PR #70, opened 2020-12-11
Explicitly use ascii charset for the name column 

yue9944882:
> MySQL [xxx]> CREATE UNIQUE INDEX kine_name_prev_revision_uindex ON kine (name, prev_revision);
ERROR 1071 (42000): Specified key was too long; max key length is 767 bytes

creating index will failing on mysql prior to 5.6 version, explicitly using ascii charset will workaround the failure

https://stackoverflow.com/a/1814594

### DIFF
--- a/pkg/drivers/mysql/mysql.go
+++ b/pkg/drivers/mysql/mysql.go
@@ -24,7 +24,7 @@ var (
 		`CREATE TABLE IF NOT EXISTS kine
 			(
 				id INTEGER AUTO_INCREMENT,
-				name VARCHAR(630),
+				name VARCHAR(630) CHARACTER SET ascii,
 				created INTEGER,
 				deleted INTEGER,
 				create_revision INTEGER,


pkg/drivers/mysql/mysql.go
```diff
@@ -24,7 +24,7 @@ var (
 		`CREATE TABLE IF NOT EXISTS kine
 			(
 				id INTEGER AUTO_INCREMENT,
-				name VARCHAR(630),
+				name VARCHAR(630) character set ascii,
```
brandond, line 27:
```suggestion
				name VARCHAR(630) CHARACTER SET ascii,
```

brandond (changes requested):

pkg/drivers/mysql/mysql.go
yue9944882: @brandond thanks for the prompt review, updated now

brandond (approved):

dereknola (approved):

Issue #84, opened 2021-05-17
Retries in generic driver


ktsakalozos:
Thank you for kine! I have a couple of questions on the retry policy used.

1. I am trying to understand the retry time interval set in [1]. Trying the back-off strategy used (`backoff.Linear(100 + time.Millisecond)`) it seems too aggressive to me [2], but I do not have any data to prove this. It seems we will retry 20 times the same operation within 171 milliseconds. The `backoff.Linear()` takes a Duration as parameter and we currently pass in 1 millisecond and 100 nanoseconds. Aren't the 100 nano seconds shadowed by the 1 millisecond? I suspect the intention was to have something like `100 *  time.Millisecond`.

1. We retry only the `execute()` call [3]. What about the `query()` [4] and `queryRow()` [5] calls? Shouldn't these be retried as well?

Thanks

[1] https://github.com/k3s-io/kine/blob/master/pkg/drivers/generic/generic.go#L256
[2] https://play.golang.org/p/pBxe-DUqhy-
[3] https://github.com/k3s-io/kine/blob/master/pkg/drivers/generic/generic.go#L250
[4] https://github.com/k3s-io/kine/blob/master/pkg/drivers/generic/generic.go#L240
[5] https://github.com/k3s-io/kine/blob/master/pkg/drivers/generic/generic.go#L245

PR #85, opened 2021-05-17
Retry every 50ms and include more operations

ktsakalozos:
Fixes: https://github.com/k3s-io/kine/issues/84

Signed-off-by: Konstantinos Tsakalozos <kos.tsakalozos@canonical.com>


brandond:
I think starting at 50ms is way too high - datastore operations usually complete in several milliseconds tops, so the intent is for this to basically function as a busy-wait in case we hit some weird transaction edge or locking issue - as opposed to a more traditional retry of a network operation.

ktsakalozos:
@brandond you are right a few miliseconds is the right scale [1]. It is hard to set a value that will optimally address the needs of all drivers in all of their setups. So I will not touch the waiting strategy in this PR, I will leave the `100 + time.milisecond` as is (although I do not understand it 100%).

On this PR I am only extending the retries to cover not only the execute call but the query as well.

[1] https://etcd.io/docs/v3.4/op-guide/performance/

ktsakalozos:
I will probably followup with a PR to make the waiting strategy somewhat configurable from within the driver used.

◆ Work item
The required answer is each line of the data in which the word "will" appears.

◆ Final answer
creating index will failing on mysql prior to 5.6 version, explicitly using ascii charset will workaround the failure
1. I am trying to understand the retry time interval set in [1]. Trying the back-off strategy used (`backoff.Linear(100 + time.Millisecond)`) it seems too aggressive to me [2], but I do not have any data to prove this. It seems we will retry 20 times the same operation within 171 milliseconds. The `backoff.Linear()` takes a Duration as parameter and we currently pass in 1 millisecond and 100 nanoseconds. Aren't the 100 nano seconds shadowed by the 1 millisecond? I suspect the intention was to have something like `100 *  time.Millisecond`.
@brandond you are right a few miliseconds is the right scale [1]. It is hard to set a value that will optimally address the needs of all drivers in all of their setups. So I will not touch the waiting strategy in this PR, I will leave the `100 + time.milisecond` as is (although I do not understand it 100%).
I will probably followup with a PR to make the waiting strategy somewhat configurable from within the driver used.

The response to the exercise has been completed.